Polly Toynbee recently wrote on the relationship between income inequality and the prevalence of obesity (more inequality leads to more obesity, she claims). Naturally this has provoked the usual ignorant rebuttals from various corners of the web. Matthew Turner lists a few of these and points out that, whatever the merits or otherwise of Toynbee's piece -- frankly I have better things to do than read it, or the rebuttals, in any detail -- if you plot the prevalence of obesity against the Gini coefficient of income inequality for a bunch of OECD countries, you do indeed get a (weak) positive correlation.
Now, there are two important things to say about this. One is that the various countries of the OECD have substantially different cultures, and this is the sort of thing which is likely to influence the prevalence of obesity. Another is that different countries have widely differing populations, wheras the only sensible causal argument that could be made here is that people who live in unequal societies are (for some reason) more likely to be obese than those who live in more equal ones. On that basis, we should be looking at the data weighted by the populations of the various countries; but if you do this the results are dominated by the appearance of the US (very unequal, very obese, and very populous) and Japan (not very unequal, not very obese, quite populous).
One way around this is to look at obesity within the United States instead. It's true that there is cultural variation within the United States, but presumably it's less important than among the OECD countries; and a wide distribution of populations between the different states (which are the unit over which population, obesity and income data are most conveniently available), but it's not so skewed as the distribution of population in the OECD. Anyway, we can get somewhere with this:
The best-fit line has a slope of 11.45±11.33 (that's a standard error, not a confidence interval). So this provides very weak evidence for positive correlation (that is, the result is compatible with the two variables being uncorrelated and their being weakly correlated, but not with their being negatively correlated or strongly positively correlated). Any relationship in these data is far-from-striking.
Can we conclude anything useful from this? Not a lot, frankly, beyond that you shouldn't assume that somebody else's statistics are right just because they disagree with Polly Toynbee. I'm suspicious of this sort of thing anyway, because there's no explanation of how income inequality is supposed to make people obese. Toynbee seems to think it's (roughly) something to do with self-esteem, but doesn't really offer any evidence for this. I doubt that anyone's likely to get to the bottom of this one just using summary statistics.

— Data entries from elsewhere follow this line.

PR #349, opened 2026-02-05
note that volume with old drivers should be removed

undefx:
context: https://discord.com/channels/856434175455133727/1468737628303261831


ZackaryH8:
Could wolf not check if there is a mismatch or older version and actually display a meaningful error message in the logs?

PR #361, opened 2026-02-18
Documentation/Quickstart: Enhance lxc quickstart guide with GPU driver notes for nvidia

DerPfandadler:
Added note about GPU driver device creation and suggested running nvidia-smi at boot for nvidia gpu Proxmox lxc hosts.

### DIFF
--- a/docs/modules/user/pages/quickstart.adoc
+++ b/docs/modules/user/pages/quickstart.adoc
@@ -398,6 +398,21 @@ At the moment it is only possible to run Wolf inside a privileged LXC.
 
 First you need to make sure your GPU drivers are installed and loaded on your PVE host.
 
+[NOTE]
+====
+On some systems the `/dev/nvidia*` devices are only created after the driver is first used.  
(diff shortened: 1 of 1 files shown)


DerPfandadler:
I just created a tiny oneshot service for that. so the lxc can auto start after bootup. But i found it a bit too simple and long to include right there in the quickstart, right?

```
[Unit]
Description=Run nvidia-smi once at boot to initialize GPU
After=systemd-modules-load.service
Before=pve-guests.service

[Service]
Type=oneshot
ExecStart=/usr/bin/nvidia-smi

[Install]
WantedBy=multi-user.target
```

ABeltramo:
Thanks for opening this PR!  
There's another more specific cli tool that just creates the Nvidia extra devices but I can't recall it from the top of my head.. It's probably buried in the messages in our Discord server somewhere.  

The same suggestion should be applied for all the Nvidia tabs btw.

nhths:
On my Proxmox VE host, I need to execute `nvidia-modprobe -u -m -s -l -c 0` after `nvidia-smi`. Otherwise, some /dev/* will not be initialized.

PR #366, opened 2026-03-09
Fix typo in quickstart.adoc command

Robotathand:
Corrected "sudo la -la ..." to "sudo ls -la ..."


ABeltramo:
Thanks for contributing!

PR #367, opened 2026-03-10
Fix Lutris config for version 0.5.19 or later

clsty:
This PR is a part of another PR [gow#296](https://github.com/games-on-whales/gow/pull/296) which uses Lutris later than 0.5.19 (currently 0.5.22 as latest).

---

A side note: According to my test, `SYS_PTRACE` is necessary when using Gamescope with Proton, else gamescope gives error: `xdg_surface has never been configured`.


ABeltramo:
I'm going to merge this after we've merged https://github.com/games-on-whales/wolf/pull/368 because we are going to upgrade the config file in that PR, and so we can slot in this new default too

clsty:
> I'm going to merge this after we've merged #368 because we are going to upgrade the config file in that PR, and so we can slot in this new default too

`src/moonlight-server/state/default/config.v6.toml` here does not conflict with `src/moonlight-server/state/default/config.v7.toml` which #368 changes. I suggest to merge this PR now (which is necessary for Lutris > 0.5.19 to work normally), and handle it separately about `config.v7.toml`. What do you think?

clsty:
> `src/moonlight-server/state/default/config.v6.toml` here does not conflict with `src/moonlight-server/state/default/config.v7.toml` which #368 changes. I suggest to merge this PR now (which is **necessary for Lutris > 0.5.19 to work normally with proton**), and handle it separately about `config.v7.toml`. What do you think?

@ABeltramo I'll merge this tomorrow if you don't mind.

ABeltramo:
@clsty please don't.  
Merging this will only "fix it" for new installations, current users wouldn't get the upgraded config. This change should be included and merged with https://github.com/games-on-whales/wolf/pull/368 which, by upgrading the config, will have a path to upgrade the configuration for current users.

clsty:
@ABeltramo Ok, I'm not merging it then. However I'm still wondering why.

> Merging this will only "fix it" for new installations

Agree, that's why I wanted to merge it. I think at least we should always provide a correct default config for a fresh installation, or else a new user may find out Lutris not working with Proton and just think "Hmm what? Lutris image is broken. Wait, maybe it's a configuration problem... No it can't be, as I'm already using the latest default config."

> current users wouldn't get the upgraded config.

Agree, however merging this PR does no harm to them anyway. Also if a WolfLutris user finds their container not working even using the latest image, they'll probably checkout the latest `config.v6.toml`; but if we're not merging this now, then the latest `config.v6.toml` does not help this user.

> This change should be included and merged with https://github.com/games-on-whales/wolf/pull/368 which, by upgrading the config, will have a path to upgrade the configuration for current users.

Correct, however not neccessary, as we can modify PR-368 separately. Merging this PR should not affect the availability of modifying PR-368. And more importantly this PR modifies `config.v6.toml` which is even not the same file as `config.v7.toml` which PR-368 modifies, which means that after merging PR-368 we'll have to manually modify `config.v7.toml` anyway, without available auto magic.

ABeltramo:
All good points, I just feel that this change might easily get lost in #368 since, as you noticed, there's no file conflict (v6 vs v7).  
I think we are also close to merge that one, so just waiting a few days for this to be cleanly applied for both new and existing users in one go should be better if that makes sense.

clsty:
> I just feel that this change might easily get lost in https://github.com/games-on-whales/wolf/pull/368 since, as you noticed, there's no file conflict (v6 vs v7).

I'm also aware of this fact. That's why I suggest to handle PR-368 separately, which specifically means that I can modify PR-368 directly.

I'll modify PR-368 to sync the changes made here, if you agree. Or, I can create an issue to track it.

> I think we are also close to merge that one, so just waiting a few days for this to be cleanly applied for both new and existing users in one go should be better if that makes sense.

Actually I plan to modify PR-368 **together** with merging this PR, so I guess this could be considered as a "one go".

ABeltramo:
#368 has been merged, can you rebase on top of latest `:stable` and add your changes to `config.v7.toml` instead of `v6`? You should also run `cmake` so that it generates `config.include.toml` (which is what actually gets used as default by Wolf)

clsty:
Sure, will get this done when I'm available.

clsty:
I've got it done but these automatically triggered tests failed which looks not very well. I hope it's not related with this PR.

src/moonlight-server/state/default/config.v6.toml
ABeltramo, line 1: This file shouldn't be deleted, can you revert this change?

ABeltramo (changes requested):
Don't worry about GitHub Actions; looks like it's just failing because it's a fork (and they aren't configured correctly)

src/moonlight-server/state/default/config.v6.toml
clsty: Sure, done.

PR #368, opened 2026-03-13
fix: add VBV buffer constraints and improve UDP streaming

### LINKED ISSUE #332: Bitrate settings do not work correctly in Wolf. A bitrate of 0.5 Mb/s in Moonlight yields a output from Wolf between 0.225MB/s up to 11.2MB/s
I'm not sure if this issue was already present since the beginning of Wolf or if it's something recent, but I noticed that the bitrate setting from Moonlight is not used as bitrate ceiling in Wolf. 

When I set a Video Bitrate in Moonlight to the smallest available setting of 0.5MB/s, the resulting stream sits around 0.225MB/s when there is no motion on screen, with a bit of motion it averages around 4-6MB/s, and with a lot of motion, it can go up to 11.2MB/s from my own tests.
This is way over 0.5MB/s. 

The image looks crystal clear with the 0.5MB/s bitrate. I tested with H264, HEVC and AV1, without seeing much difference in bitrate behavior.
With Nvidia Experience, the video looked extremely blocky, but the stream bandwidth would never go above 0.5MB/s as expected. This is what I'd expect here to happen too. This issue makes Wolf unusable over internet within internet speed constrained networks, even on the lowest bitrate setting, the image constantly freezes as the network bandwidth gets constantly exceeded whenever there is a bit more motion in the video.

I was able to observe that when the bitrate is increased in Moonlight, the internet bandwidth used by the Wolf stream also increases (Both for the minimum without motion as as well the maximum with motion), indicating that the bitrate setting itself IS received on Wolf side. 

I completely deleted my "wolf.toml" config file, so the settings are all default, and the same issue is still present. I am using the AMD igpu encoder. Could that be the cause?

Baz00k:
## Summary

Fix streaming instability on clients with limited receive buffers (e.g. Moonlight-TV on embedded devices) and Wolf ignoring client bitrate settings.
Changes in this PR allowed me to go from unstable 12mbit stream with significant packet loss to full, stable 35mbit on my TV. This should also stabilize streaming over Wi-Fi.

**Root cause**: Missing VBV (Video Buffering Verifier) buffer constraints on all hardware encoder pipelines. Without VBV, CBR mode allows individual frames — especially IDR frames and complex game scenes — to spike 2-5x the per-frame bitrate budget, overwhelming client receive buffers.

Most of this code is just reimplementation of what alredy exists in Sunshine/Apollo.

### 1. Apollo-style batched UDP send
- Replace async single-packet `async_send_to()` calls with synchronous batched sends using `sendmmsg()` 
- Add platform abstraction layer (`batched_send.hpp/cpp`) with Linux implementation
- Configure socket QoS and buffer sizes optimized for streaming workloads
- Increase default video packet payload size to match Moonlight protocol spec

### 2. Packet pacing
- Add rate-limited packet pacing for video UDP sends (80% of 1Gbps link speed)
- Sub-millisecond sleep-based scheduling between send windows
- Smooths out large frame bursts that would could otherwise overwhelm low-powered devices

### 3. VBV buffer constraints for all encoders
- **NVIDIA (nvcodec)**: Add `vbv-buffer-size` to all `nvh265enc`, `nvh264enc`, `nvav1enc` pipelines (config v3-v6 + include)
- **VAAPI (va)**: Fix `rate-control` from `cqp` (Constant QP — ignores bitrate entirely) to `cbr`, and fix `cpb-size` from `{bitrate}` (1-second buffer) to single-frame buffer
- VBV buffer size computed as `bitrate_kbps / refreshRate` (one frame's worth), matching Sunshine/Apollo's approach

## Related issues

Fixes #332 

## Testing

Tested on Moonlight-TV at 35 Mbps AV1 with stable streaming (previously broke above 12 Mbps).
Streaming still works on original Moonlight and Artemis clients (tested on S23 Ultra and M1 Mac).

## Files Changed

- `streaming/streaming.cpp` — Batched send, pacing, VBV format arg
- `platform/batched_send.{hpp,cpp}` — New batched send abstraction
- `platform/linux/batched_send.cpp` — Linux sendmmsg implementation  
- `gstrtpmoonlightpay_video.cpp`, `rtsp/commands.hpp` — Packet size
- `config.include.toml`, `config.v3-v6.toml` — Encoder pipeline fixes


nhths:
I'm experiencing occasional audio stuttering on my client (Manjaro, Ryzen 5500U laptop), which I suspect is due to insufficient audio buffer size on the sender/receiver side.
Could you clarify if this PR addresses audio buffering at all, or is it strictly limited to video pipeline (VBV/pacing)?

Baz00k:
> I'm experiencing occasional audio stuttering on my client (Manjaro, Ryzen 5500U laptop), which I suspect is due to insufficient audio buffer size on the sender/receiver side. Could you clarify if this PR addresses audio buffering at all, or is it strictly limited to video pipeline (VBV/pacing)?

No, this PR affects video pipeline only and packet pacing is not enabled for audio sink.
Unfortunately, your audio issues require a separate investigation.

Trasen:
I am very open to testing this one out, got a docker build up?

Baz00k:
@Trasen Sure! https://github.com/users/Baz00k/packages/container/package/wolf Only use the latest build, the rest will  not work

Trasen:
Jupp, works great 👍 👌 👏

Trasen:
Actually more than great. In resource strained scenarios it seem to ease the encoder volatility. So if your gpu is pushing 100% the encoder seem to have an easier time.

src/moonlight-server/gst-plugin/gstrtpmoonlightpay_video.cpp
```diff
@@ -102,7 +102,7 @@ static void gst_rtp_moonlight_pay_video_class_init(gst_rtp_moonlight_pay_videoCl
           "Maximum size of RTP packets. If a video payload surpasses this it'll be split in multiple packets",
           0,
           10240,
-          1024,
+          1392,
```
ABeltramo: Where have you taken this value from?

src/moonlight-server/platform/batched_send.cpp
```diff
@@ -0,0 +1,22 @@
...
+          desc.size - offset,
+      };
+    } else {
+      offset -= desc.size;
+    }
+  }
+  return {};
+}
+
+} // namespace wolf::platform
```
ABeltramo: Why is this defined in this extra file?

src/core/src/core/batched_send.hpp
```diff
@@ -0,0 +1,113 @@
+#pragma once
+
+#include <boost/asio/ip/address.hpp>
+#include <boost/asio/ip/udp.hpp>
+#include <cstdint>
+#include <vector>
+
+namespace wolf::platform {
```
ABeltramo, line 8: The way the Wolf codebase is currently layed out it would make more sense to move this in `src/core` instead. We already have the logic for switching implementations between platforms under that `CMakeLists.txt`

src/moonlight-server/rtsp/commands.hpp
```diff
@@ -225,10 +225,10 @@ announce(const RTSP_PACKET &req, const events::StreamSession &session) {
 
       .port = session.video_stream_port,
       .timeout_ms = args["x-nv-video[0].timeoutLengthMs"].value_or(7000),
-      .packet_size = args["x-nv-video[0].packetSize"].value_or(1024),
+      .packet_size = args["x-nv-video[0].packetSize"].value_or(1392),
       .frames_with_invalid_ref_threshold = args["x-nv-video[0].framesWithInvalidRefThreshold"].value_or(0),
       .fec_percentage = fec_percentage,
-      .min_required_fec_packets = args["x-nv-vqos[0].fec.minRequiredFecPackets"].value_or(0),
```
ABeltramo, line 231: Where does this default comes from? Sunshine is defaulting to `0` if omitted IIUC

src/moonlight-server/state/default/config.v3.toml
```diff
@@ -173,7 +173,7 @@ chroma-site={color_range}, format=NV12, colorimetry={color_space}, pixel-aspect-
 \
 """
 encoder_pipeline = """
-nvh265enc preset=low-latency-hq zerolatency=true gop-size=-1 rc-mode=cbr-ld-hq bitrate={bitrate} aud=false !
+nvh265enc preset=low-latency-hq zerolatency=true gop-size=-1 rc-mode=cbr-ld-hq bitrate={bitrate} vbv-buffer-size={vbv_buffer_size} aud=false !
```
ABeltramo: I like to keep the old config versions in order to easily keep trace of old defaults. Please revert the changes in `v3`, `v4`, and `v5`

src/moonlight-server/state/default/config.include.toml
```diff
@@ -375,7 +375,7 @@ video/x-raw(memory:VAMemory), format=NV12, width={width}, height={height}, pixel
 plugin_name = "nvcodec"
 check_elements = ["nvh265enc", "cudaconvertscale", "cudaupload"]
 encoder_pipeline = """
-nvh265enc gop-size=-1 bitrate={bitrate} aud=false rc-mode=cbr zerolatency=true preset=p1 tune=ultra-low-latency multi-pass=two-pass-quarter !
+nvh265enc gop-size=-1 bitrate={bitrate} vbv-buffer-size={vbv_buffer_size} aud=false rc-mode=cbr zerolatency=true preset=p1 tune=ultra-low-latency multi-pass=two-pass-quarter !
```
ABeltramo, line 379: Wolf servers wouldn't pick up these important changes unless we bump up the config version. We should add a new `v7` config and an upgrade path in `configTOML.cpp`

src/moonlight-server/streaming/streaming.cpp
```diff
@@ -191,29 +194,139 @@ void start_audio_producer(const std::string &session_id,
 
 namespace custom_sink {
 
+struct PacingConfig {
+  bool enabled = false;
+  std::size_t max_packets_per_ms = 0;
+  std::size_t max_batch_size = 16;
```
ABeltramo, line 207: Why 16? How have you picked this number?

ABeltramo (changes requested):
Thanks for taking the time to contribute to Wolf!  
I've taken a look at the code and added a few preliminary comments before I fully dive into the new `sendmmsg` implementation..

src/core/src/core/batched_send.hpp
Baz00k: Done!

src/moonlight-server/gst-plugin/gstrtpmoonlightpay_video.cpp
Baz00k: This is a default value used by moonlight clients (https://github.com/moonlight-stream/moonlight-qt/blob/2e9fbecfea388ba762ffce93ceaecc6d76f9fbba/app/streaming/session.cpp#L1658)

src/moonlight-server/rtsp/commands.hpp
Baz00k: Sunshine does default this to 0 but in practice clients overwride this value to 2, as it just makes more sense (https://github.com/moonlight-stream/moonlight-common-c/blob/62687809b1f7410c3db4be2527503a54ae408d70/src/SdpGenerator.c#L210)

src/moonlight-server/state/default/config.include.toml
Baz00k: Sure, can do. What should be the migration path? Full config replacement or only patch the encoder pipeline strings?

src/moonlight-server/streaming/streaming.cpp
Baz00k: Just an arbitrary value that follows the Sunshine's pattern of capping batch size to under 64KB per `sendmmsg` (https://github.com/LizardByte/Sunshine/blob/ff33670c84e0655eeffff05e40cb846db2fdc487/src/stream.cpp#L1414). 

It is calculated at runtime on line 404: ` std::min<std::size_t>(16, 65536 / video_session->packet_size),` ( so with the default packet size of 1392 it evaluates to `min(16, 47) = 16)`), which means that the value could be slightly increased to reduce the number of syscalls.

Does not affect pacing anyway.

src/moonlight-server/gst-plugin/gstrtpmoonlightpay_video.cpp
ABeltramo: Perfect, I'd suggest adding that in a comment in that line then.

src/moonlight-server/rtsp/commands.hpp
ABeltramo: Same as above, adding that as a comment for posterity would be good

src/moonlight-server/streaming/streaming.cpp
ABeltramo: Makes sense, here in the `struct` we can add a proper docstring with `/**` above that param :wink:

src/moonlight-server/state/default/config.include.toml
ABeltramo: Ideally we would do the inverse of https://github.com/games-on-whales/wolf/blob/5a393daafac36ff86453504d96faea50d160780d/src/moonlight-server/state/configTOML.cpp#L220-L243
something like:
```c++
if (version <= 6) {
  // load up old version and rename to `.v6.old`
  // Replace `gstreamer.video` encoders with the new defaults
  // save the new version
}
```

src/moonlight-server/streaming/streaming.cpp
```diff
@@ -270,26 +375,34 @@ void start_streaming_video(immer::box<events::VideoSession> video_session,
...
+      fmt::arg("color_range", color_range),
+      fmt::arg("host_port", video_session->port));
   logs::log(logs::debug, "Starting video pipeline: \n{}", pipeline);
 
   std::shared_ptr<custom_sink::UDPSink> udp_sink = std::make_shared<custom_sink::UDPSink>(custom_sink::UDPSink{
       .socket = video_socket,
-      .client_endpoint = std::make_shared<udp::endpoint>(boost::asio::ip::make_address(client_ip), client_port)});
+      .client_endpoint = std::make_shared<udp::endpoint>(boost::asio::ip::make_address(client_ip), client_port),
+      .pacing = {
+          .enabled = true,
```
ABeltramo: I'd suggest making this a simple ENV variable something like `WOLF_ENABLE_VIDEO_PACING` so that we can easily toggle this new behaviour when users start running this in the wild..

Baz00k:
@ABeltramo All comments addressed, can you take a look again?

ABeltramo:
I was trying to push a commit, but it looks like you haven't toggled the flag to give contributors permissions. I'll add a few more comments..

src/moonlight-server/state/default/config.v7.toml
```diff
@@ -0,0 +1,559 @@
...
+
+default_opus_encoder = """
+opusenc bitrate={bitrate} bitrate-type=cbr frame-size={packet_duration} bandwidth=fullband \
+audio-type=restricted-lowdelay max-payload-size=1400\
+"""
+
+default_sink = """
+rtpmoonlightpay_audio name=moonlight_pay packet_duration={packet_duration} encrypt={encrypt} \
+aes_key="{aes_key}" aes_iv="{aes_iv}" !
+appsink name=wolf_udp_sink\
```
ABeltramo, line 561: You are missing the closing `"""` here

src/moonlight-server/state/default/config.include.toml
```diff
@@ -557,5 +557,4 @@ audio-type=restricted-lowdelay max-payload-size=1400\
 default_sink = """
 rtpmoonlightpay_audio name=moonlight_pay packet_duration={packet_duration} encrypt={encrypt} \
 aes_key="{aes_key}" aes_iv="{aes_iv}" !
-appsink name=wolf_udp_sink\
-""")for_c++_include"
\ No newline at end of file
+appsink name=wolf_udp_sink\)for_c++_include"
```
ABeltramo: And this should be regenerated with cmake

ABeltramo:
Also tests are failing because the test config file is still at version `6`:
https://github.com/Baz00k/wolf/blob/99aa9e74c6f16de699134ec186ef9d3a8870bd49/tests/assets/config.test.toml#L9

ABeltramo:
On a more general note, I've given this branch a go playing a game for a bit and I can see that the new encoding pipeline config is much better at constraining the bitrate set.  
Looks like there's a **memory leak** though, you can quite easily see that the memory used keeps increasing whilst streaming (which wasn't the case on `:stable`).. :thinking:

Baz00k:
@ABeltramo Did some testing and I too noticed an increased memory usage during streaming. For me, it was about 80MB during an hour long test. I didn't find any memory leaks in the code so I suspected that it might be an unbounded appsink queue growing and added `max-buffers=1 drop=true` to the new config. Also, did some small optimizations to the packet pacing code. After those changes I conducted 2 more tests with additional logging and did not find anything suspicious. The memory does still grow initially, but it stabilizes after a few minutes and in my tests never reached above 675MB for the wolf container.
At this point, I do not have evidence that the new UDP batching/pacing code is leaking or causing queue accumulation.

Please let me know if you find anything interesting.

Trasen:
Tried the latest version, you know there is a specific type of tree in Oblivion: Remastered which if i run :Stable and go close to it - the video stream freezes until I look away from it. This is ofc on 4K60/120

That specific issue got resolved by the latest pull. Did you add env variable to activate your specific changes btw? If so, is there something you changed that is not behind that feature toggle?

Baz00k:
@Trasen There is env var `WOLF_ENABLE_VIDEO_PACING` to optionally disable packet pacing. All changes should be enabled by default. Of course you can still manually change video pipelines in your config if you want.

DanielRiek:
I was using CBR for a long time now. Sometimes I still had hickups on my devices in heavy scenes (100Mbit HEVC AMD 9070 XT). Especially with maximum GPU utilization. This was almost completely solved by this PR.  Most recent example: Death Stranding 2 (4k, max details, FSR4 AA). Looks like the encoder is more stable on max utilization of GPU/CPU.

aakister:
I played for a few hours today using the latest build and didn't encounter any issues. AMD GPU and Intel CPU on unraid.

ABeltramo:
I've tested this a bit more, and even leaving aside the memory leak I see **a massive performance hit** when using this, here's an `nvtop` screenshot when running `stable` at 4K:

Screenshot_20260330_195916

Here's a screenshot of running the latest commit in this branch at the same resolution on the exact same HW:

Screenshot_20260330_200128

Something is definitely wrong, is it just my machine tripping me?

Obviously this is less evident at lower resolutions, which makes me think that we are copying the buffers and possibly leaking data somewhere..  

The interesting part though is the massive difference in **GPU usage** which I really can't explain. I've tried reverting to `cbr` but that doesn't seem to affect things. I've tried both an AMD GPU and a Nvidia GPU (on the same machine and OS) and both seem to be producing similar differences with current `stable`.   
I'm running Arch, so I'm using latest Gstreamer `1.28.1`, I'll try building the Docker images to see if I can reproduce the issue with what we bundle. :thinking:

ABeltramo:
We are discussing this on Discord if anyone wants to join https://discord.com/channels/856434175455133727/1488255788219764828 it seems that @DanielRiek too is experiencing a small memory leak when streaming at `4k@60 - 100mbit`. Roughly 1MB/minute of streaming.

ABeltramo:
I've pushed a few small tweaks, here's a quick recap of my findings:
- passing from `cqp` to `cbr` increases the buffer size
- this causes higher CPU usage (to be expected)
- which can be mitigated by adding a `queue` in front

**Anybody testing this before the latest commits** I've pushed should change the `config.toml` to add `queue ! ` before `rtpmoonlightpay_video` as in 
```toml
[gstreamer.video]

default_sink = """
queue ! \
rtpmoonlightpay_video name=moonlight_pay \
payload_size={payload_size} fec_percentage={fec_percentage} min_required_fec_packets={min_required_fec_packets} !
appsink sync=false max-buffers=1 drop=true name=wolf_udp_sink
"""
```

This allowed me to reach stable `4K@60` (with the silly `150Mbps` settings in Moonlight); without the queue I was getting only 35 FPS.

## Next steps

I'd like to measure the **network impact** of using `sendmmsg` + pacing vs the previous implementation, but I'm not sure how to do that properly; any idea?

ABeltramo:
As for the memory leak, I can't reproduce that when running the latest image in Docker. I suppose something is wrong with my dev machine (Arch, Gstreamer `1.28.1`) but it's unrelated to these changes.

ABeltramo (approved):
I think this is in a good state now, I'll just wait to collect more feedback from users and possibly find a way to properly test the network usage with the new `sendmmsg` + pacing.  
Thanks @Baz00k for all your work on this!

ABeltramo:
I think there's something wrong with the Nvidia pipeline..
Here's a screenshot of setting 50Mbit/s when running on AMD using `vah265enc`
image
Perfectly flatlined, respecting the input bitrate.  
Here's the output when connecting to the same client but when using Nvidia (`nvh265enc`):
 
image

Flatlined but **it just uses 2MBit/s**.  Not sure if this is tied to the new parameters; in both cases I see that we actually end up passing to Gstreamer `bitrate=40108` but there's definitely something wrong going on with the Nvidia pipeline.. I just gave it a quick go so it could be something on my dev machine (again), is it just me?

Baz00k:
image
image

Just tested with Nvidia pipeline - the encoder seems to adjust the bitrate based on the screen content.
It scales with the requested bitrate and never exceeds it. Haven't done any deep dive yet.

ABeltramo:
Thanks for confirming, definitely looks like it's not using constant bitrate like `va` does. I'll play with the pipeline as soon as I get a bit of free time..

ABeltramo:
The Nvidia pipeline hasn't changed, so this behaviour was already present in `:stable`. Everything else looks good to me, time to merge this and see if we get any new issues or reports.    

Thanks to everyone involved in this PR! :hugs:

(As an aside, you might be wondering what the Gini coefficient is or why it's a useful measure of income inequality. Wikipedia will tell you that it's defined as the area between the Lorenz curve of a distribution and the Lorenz curve of a uniform distribution, which sounds easy to calculate but not obviously meaningful; and MathWorld will tell you that it's the normalised mean of the absolute difference between each pair of incomes in the distribution, which sounds much more sensible but a pain to compute. These two definitions appear to be completely different, but surprisingly enough they turn out to be the same. Isn't that nice?)